Coordenada pela Delegacia do Adolescente e pelo 2º Distrito Policial de Ponta Grossa, com apoio da Polícia Militar, a operação cumpriu sete ordens judiciais — dois mandados de prisão preventiva e cinco de busca e apreensão — em endereços ligados aos investigados.
De acordo com as investigações, a vítima do roubo foi um policial militar aposentado, que havia acabado de sacar o valor referente à venda de um terreno. Ele foi abordado e rendido por criminosos armados, conforme mostram imagens de câmeras de segurança.
As apurações apontaram que o suspeito de executar o roubo foi um adolescente de 17 anos, atualmente internado no Centro de Socioeducação (Cense) por outro ato infracional. O jovem gravou um vídeo em seu próprio celular exibindo o dinheiro roubado e comemorando o crime — imagens que foram utilizadas como prova pela polícia.
Organização criminosa
Segundo a polícia, outros dois adultos foram identificados como comparsas: um deles monitorava a movimentação dentro da agência bancária e repassava informações ao grupo, enquanto o outro auxiliou na fuga do adolescente. Um dos suspeitos foi preso nesta quarta-feira, e o outro permanece foragido.

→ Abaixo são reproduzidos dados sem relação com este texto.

PR #2907, opened 2025-11-25
[config-] respect XDG_CONFIG_HOME and XDG_CACHE_HOME on macOS

maxim-uvarov-ai-assistant:
I (@maxim-uvarov) discovered that XDG settings are not respected on my macOS. I prompted `claude code` to  fix it. Since the change is minimal, I kindly ask you to check it. Though please feel  free to discard it if it is by any means inappropriate.

## Summary
- Respect `XDG_CONFIG_HOME` and `XDG_CACHE_HOME` environment variables on macOS
- Mirrors existing Linux behavior in the vendored appdirs.py
- Falls back to native macOS paths (`~/Library/Preferences`, `~/Library/Caches`) when XDG vars are not set

## Changes
Minimal 2-line change in `visidata/vendor/appdirs.py`:
- `user_config_dir()`: Check `XDG_CONFIG_HOME` before defaulting to `~/Library/Preferences`
- `user_cache_dir()`: Check `XDG_CACHE_HOME` before defaulting to `~/Library/Caches`

## Test plan
- [ ] Verify default behavior unchanged when XDG vars are unset
- [ ] Verify `XDG_CONFIG_HOME` is respected when set
- [ ] Verify `XDG_CACHE_HOME` is respected when set
- [ ] Verify `--visidata-dir` flag still overrides all defaults

### DIFF
--- a/visidata/vendor/appdirs.py
+++ b/visidata/vendor/appdirs.py
@@ -194,7 +194,7 @@ def user_config_dir(appname=None, appauthor=None, version=None, roaming=False):
     if system == "win32":
         path = user_data_dir(appname, appauthor, None, roaming)
     elif system == 'darwin':
-        path = os.path.expanduser('~/Library/Preferences/')
+        path = os.getenv('XDG_CONFIG_HOME', os.path.expanduser('~/Library/Preferences'))
         if appname:
             path = os.path.join(path, appname)
     else:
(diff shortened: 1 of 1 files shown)


maxim-uvarov-ai-assistant:
I signed it, yet the `recheck` does nothing. 

image

saulpw:
Thanks @maxim-uvarov, I appreciate your candor in identifying the provenance of this change.  The actual changes seem quite reasonable, and I only ask that you explicitly verify that this code is tested according to the test plan.  That is, on MacOS, it works for you when the variables are set, and continues to work as it currently does when the variables are unset.  If that's the case then we can merge this.

Also, I don't know why the CLA bot is asking for your signature; we have a "minimum" change size to require it, something like 3-5 lines, which your code clearly falls under.  So there's no actual copyright to assign.

maxim-uvarov:
thank you, @saulpw! 

> That is, on MacOS, it works for you when the variables are set, and continues to work as it currently does when the variables are unset. If that's the case then we can merge this.

I tested it, and on my machine, it appears to be working!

Durante o cumprimento dos mandados, os policiais apreenderam uma arma de fogo calibre .32 e uma grande quantidade de drogas, reforçando a suspeita de que o grupo também atuava em outras atividades criminosas.
O delegado Derick Moura Jorge, titular do 2º Distrito Policial, afirmou que as buscas domiciliares têm como objetivo “avançar na investigação sobre um possível mandante e identificar outros integrantes do grupo criminoso”.
Já o delegado Fernando Henrique Ribeiro Vieira, da Delegacia do Adolescente, destacou que a operação é resultado de uma “investigação técnica e articulada, marcada pela cooperação entre as forças de segurança pública, que compartilharam dados e análises de inteligência”.